O costume dos suspeitos
A
propósito, de que modo se determina que um indivíduo é suspeito de sofrer do
coronavírus? Dito de outra maneira, o que distingue os suspeitos do coronavírus
dos suspeitos da gripe comum? Dito ainda de uma terceira forma, se amanhã for
ao médico por causa de um resfriado, quais as probabilidades de que me
receitarem Ilvico em vez de me submeterem a 35 horas de exames? O que decide, o
tipo de espirro? As férias recentes em Hubei, China? O palpite dos clínicos? A
cara do “utente”? Uma lista secreta de quotas para suspeitos a preencher por
cada hospital ou centro de saúde? E porque é que, mudando um bocadinho de
assunto, a quantidade de suspeitos sem doença cresce diariamente? O INEM
recebeu ordens para caçar transeuntes com pingo no nariz? Por fim, quem nos
garante que os suspeitos da gripe comum não padecem realmente do coronavírus? E
que os suspeitos não confirmados podem ficar aliviados com a eficácia das
análises? Convinha que as autoridades nos esclarecessem, logo que alguém
esclarecesse as autoridades.
Os nossos homens em Toyoake
Do
governo às entidades da saúde, dos jornalistas aos moços que cuidam dos
“alertas CM”, o país está mortinho, salvo seja, por encontrar o primeiro
português infectado com o coronavírus. Por sorte, há dois. Por azar, tiveram a
desconsideração de o “contrair” (sic) para os lados do Japão, que não fica à
mão de redacções televisivas sitas em Carnaxide, ou Almoxarife ou Alcabideche
ou lá o que é. E além das dificuldades logísticas, há as exigências simbólicas:
o herói que Portugal procura não pode ser um estrangeirado. É urgente que, no
meio de tantos suspeitos, se arranje depressa um Zé Carlos Santos, residente
num subúrbio e possuidor de uma família disposta a entreter os repórteres. Não
duvido de que estaremos entre os melhores do mundo em matéria de pacientes. Com
ou sem vírus, paciência é o que não nos falta.
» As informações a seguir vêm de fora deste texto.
PR #703, opened 2018-10-02
Add files generated by CMake on Windows to .gitignore

dmiller-nmap:
These files were generated by running `CMake.exe` and then building the Debug configuration in Visual Studio 2015. I'll push one more commit in a moment for files created by building the other configurations.


guyharris:
So this is for doing an in-tree build, running CMake from the top-level source tree, rather than, for example, making a separate `build` directory and running CMake from that directory, right?

dmiller-nmap:
@guyharris Yes, that's correct. I hadn't considered using a separate build directory (we're a little behind the times like that at Nmap :smile: ). This is pretty low priority, then, considering that, and I'll understand if you want to just close it out.

PR #705, opened 2018-10-02
Change unknown attribute in test

herwinw:
The value 127 is actually assigned to the Location-Information Attribute
(RFC 5580). Change it to a very high value.

This way it won't interfere when we'll add the attributes from RFC5580 to the list.


fxlb:
Merged as a4e008c5c47af5f3713f6b7336970797432ac94a.

fxlb:
Thanks.

PR #706, opened 2018-10-03
WIP: Add RADIUS attributes from RFC5580

herwinw:
I've started decoding the RADIUS attributes from RFC5580, but I'm reaching the point where a first review and some pointers in the right direction might get useful.

The main issue here is [Location-Information](https://tools.ietf.org/html/rfc5580#section-4.2), which contains a lot of inner fields, making it complex to print. My main issues here:

* Snooping a field currently consists of calling an EXTRACT-macro, manually advancing a pointer to `data` and finally decrementing `length` with all the fields already processed. This feels like taking 2 steps too many. Is there an existing way to simplify this?
* The timestamps are the 64 bit format also used in ntp. Is it okay to extract some logic from `print-ntp.c` to a shared module that can be used by the ntp and radius dissectors?

The file `tests/rfc5580.packet` is something I feed to `radclient` to create the packets and will not be included in the final commit (once this is all done)


mcr:
Herwin <notifications@github.com> wrote:
    > The timestamps
    > are the 64 bit format also used in ntp. Is it okay to extract some
    > logic from print-ntp.c to a shared module that can be used by the ntp
    > and radius dissectors?

That's a great idea.
Make a separate pull request.

    > The Travis tests will fail, but that is not really related to this PR
    > (see #705). The file tests/rfc5580.packet is something I feed to
    > radclient to create the packets and will not be included in the final
    > commit (once this is all done)

Put it somewhere else, but please include it, as someone else might want to
use it.

--
]   Michael Richardson, Sandelman Software Works        | network architect  [

herwinw:
@mcr Regarding the radclient-statement: this is more a generic problem than something specific for this issue. I've implemented a number of RADIUS-RFCs and all the pcap-files in the test-folder for RADIUS have been generated that way.
Problem is: these RADIUS-client-files are no foolproof way to regenerate the PCAP files. `radclient` uses a random client port, the UDP packet size may change, the RADIUS authenticator will change if the packet data (or the secret) is changed. I found myself constatly copy-pasting the new generated packet when working on this code.

mcr:
If we have the script, we can at least repeat what you did.
I think that I can teach radclient to use the same port number,
if I go to the effort if spining up a radius server.

print-radius.c
```diff
@@ -995,6 +1030,143 @@ print_attr_mip6_home_link_prefix(netdissect_options *ndo,
...
+   entity = EXTRACT_U_1(data);
+   data++;
+
+   sighting_time = EXTRACT_BE_U_8(data);
+   data += 8;
+
+   time_to_live = EXTRACT_BE_U_8(data);
+   data += 8;
+
+   ND_PRINT("Index %u, code %s, entity %s, sighting time %llu, time to live %llu: ",
```
guyharris, line 1090: Use PRIu64 instead of %llu - that's the C99 way of printing a u_int64_t (which is *not* guaranteed to be an `unsigned long long int`):

    ND_PRINT("Index %u, code %s, entity %s, sighting time %llu, time to live %"PRIu64": ",

fxlb:
Please, use the new GET_ macros instead of EXTRACT_ ones (See 176e182 and ee68aa3).
`s/EXTRACT_/GET_/g`
The new GET_ macros have embedded bounds checks, via get_ inline functions (see extract.h).

fxlb:
You should replace u_intN_t by C99-style uintN_t.

infrastation:
Let me know if you need help rebasing and updating this pull request, it should not be difficult to resolve this before long.

infrastation:
Rebased on the current master and added the trivial fixups requested above (please squash these before/during the merge).

Did **not** review any other aspects of the proposed change.

infrastation:
`print_attr_operator_name()` checked for NUL character when printing the Operator-Name part of the Text value, although Section 4.1 defines that string as counted, not terminated. It also tested if each character is printable. Please see the fixup commit that uses `nd_printn()` instead of the custom code and either object or squash it into the final version.

infrastation:
For `print_attr_location_information()` the same stands as above, plus I have changed the unknown value format strings to avoid duplication. That is another fixup commit.

Besides that, it would be nice to have Sighting Time and Time-to-Live decoded from NTP format (as stated in respective source code comments), although to me Section 4.2 reads as if Time-to-Live value is both absolute (NTP timestamp) and relative ("for how long"). I accept it may not be immediately doable.

Two more attributes yet to review.

infrastation:
For `print_attr_location_data()` it seems to be wrong to print the String field as a string.

Its structure depends on the Code value (which for some reason is stored in the Location-Information attribute); for Civic (0) the data is a variable-length structure with TLVs (RFC 4776 Section 3 less the first 3 octets); for Geospatial (1) the data is a fixed-length structure (RFC 3825 Section 2 less the first 2 octets). For any other code point the structure is unknown.

This way, there is no case where printing the data as a string would produce any useful output, and the sample packet has invalid data for location index 1. Could you double-check?

infrastation:
In `print_basic_location_policy_rules()` the Note Well field is optional, so another fixup commit amends the code accordingly and uses `nd_printn()` as before. Also in Flags the reserved bits must be zero, so I have changed the code to make it obvious when any MBZ bits are set. Also it would be nice to decode Retention Expires since Section 4.4 is sufficiently clear that the value is absolute, but that's not critical. Rebased on the latest master branch.

**Summary:** please see the `print_attr_location_data()` comment above, which is the only outstanding major issue in the proposed changes.

infrastation:
Added another minor fixup to print NTP timestamps (since that is easy after merging #708), which makes it apparent that all three example timestamps are 1900-08-09T22:25:43Z. It would be better to have more realistic values there, also Time-to-Live and Retention are supposed to be greater than Sighting Time. Also letter case and puntuation are more consistent now.

infrastation:
Added a fixup to plug the Location-Data issue explained above. If anybody sees any outstanding issues in the code, please comment before long. I am going to clean the pile of WIP commits up and to merge the final version soon.

infrastation:
This has been merged as the originally proposed commit with one annotated fixup commit on top, thank you everyone for your input.

PR #707, opened 2018-10-03
Fix tab/spaces in GNUmakefile of win32

herwinw:


guyharris:
> Note that neither Travis nor AppVeyor uses this; the only Windows build system files I'm bothering to maintain, at least, are the files for CMake (as they can be used for UN*Xes and Windows).

This means that anybody who finds an issue with the GNUmakefile, or with the Visual Studio project files, will have to fix those files themselves, and submit a pull request if they want the fix to be in the repository.  It also means that they're likely to find issues appearing over time due to code rot....

PR #853, opened 2015-12-15
[JBIDE-21318] use proper OpenShift version in server labels

fbricon:


adietish:
+1 for the quick fix for now.

scabanovich:
May I mention here a potential NPE in Connection.equals(). Comparing for clients goes  
		if (client == null) {
			if (other.client != null)
				return false;
		} else if (!client.getBaseURL().toString().equals(other.client.getBaseURL().toString()))
			return false;
When this.client is not null, other.client is not checked for null though checks above imply that it is possible.

adietish:
+1, goo catch, thanks!

adietish:
PR'ed in #856

PR #854, opened 2015-12-15
[JBIDE-21325] allow to disable password prompt when in conn dialog

adietish:


adietish:
@fbricon plz review

plugins/org.jboss.tools.openshift.common.ui/src/org/jboss/tools/openshift/internal/common/ui/connection/ConnectionWizardPageModel.java
```diff
@@ -380,6 +382,9 @@ public void setNotConnected() {
 	
 	private void setConnectedStatus(IStatus status) {
 		firePropertyChange(PROPERTY_CONNECTED_STATUS, this.connectedStatus, this.connectedStatus = status);
+		if (isConnected()) {
+			this.connection.enablePromptCredentials(true);
```
fbricon: can the connection be null here?

fbricon: probably not if isConnected returns true

fbricon:
tested it works.
+1

adietish:
great, thx!

adietish:
merged and pushed to upstream/jbosstools-4.3.1.Beta1x

PR #856, opened 2015-12-16
[JBIDE-21318] fixed possible NPE in Connection#equals (as pointed out…

adietish:
… by VKabanovich)


adietish:
merged and pushed to jbosstools-4.3.1.Beta1x
cherry-picked and pushed to jbosstools-4.3.x, master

Walking (não exactamente) dead
À
semelhança do sr. Canas, que através de jantaradas com o “eng.” Sócrates se
prepara há 40 anos para ser juiz do Tribunal Constitucional, é possível que a
dra. Temido se tenha preparado durante 45 anos para ser ministra da Saúde. Eu
preparo-me há 50 para ser governado por anedotas ambulantes. Mas ainda não
estou pronto. Sobre as pessoas que viajaram por zonas afectadas, a dra. Temido
afirmou: “Quem provenha destas regiões onde há transmissão do vírus deve ter
cuidados especiais, designadamente mantendo-se isolado (…)”. Ou seja, quem
passeou por Roma ou Seul deve, mal aterre por cá, fugir dos familiares à espera
no aeroporto e correr para locais ermos, por exemplo o topo de colinas,
shoppings falidos ou as instalações da Qimonda, onde ficará a vaguear, género
zombie, por tempo indeterminado. A alternativa seria testar os passageiros
que chegam da China e tal, mas tamanha irresponsabilidade custaria um
dinheirão, aliás necessário para “injectar” no Novo Banco e em alguns velhos.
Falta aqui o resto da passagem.